### Available data
=== Section Start ===

PR #520, opened 2018-09-10
Make CategoryQuestionBlock use Select2MultipleWidget if more than 32 …

frjo:
…option to maintain usability.

### DIFF
--- a/opentech/apply/categories/blocks.py
+++ b/opentech/apply/categories/blocks.py
@@ -6,6 +6,7 @@ from wagtail.core.blocks import BooleanBlock, CharBlock, ChooserBlock, TextBlock
 from wagtail.core.utils import resolve_model_string
 
 from opentech.apply.stream_forms.blocks import OptionalFormFieldBlock
+from django_select2.forms import Select2MultipleWidget
 
 
 class ModelChooserBlock(ChooserBlock):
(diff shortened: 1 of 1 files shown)


opentech/apply/categories/blocks.py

=== Section End ===

### What to do
Go through the material and copy every line in which the word "opentech" occurs.

### Result for this exercise
--- a/opentech/apply/categories/blocks.py
+++ b/opentech/apply/categories/blocks.py
 from opentech.apply.stream_forms.blocks import OptionalFormFieldBlock
opentech/apply/categories/blocks.py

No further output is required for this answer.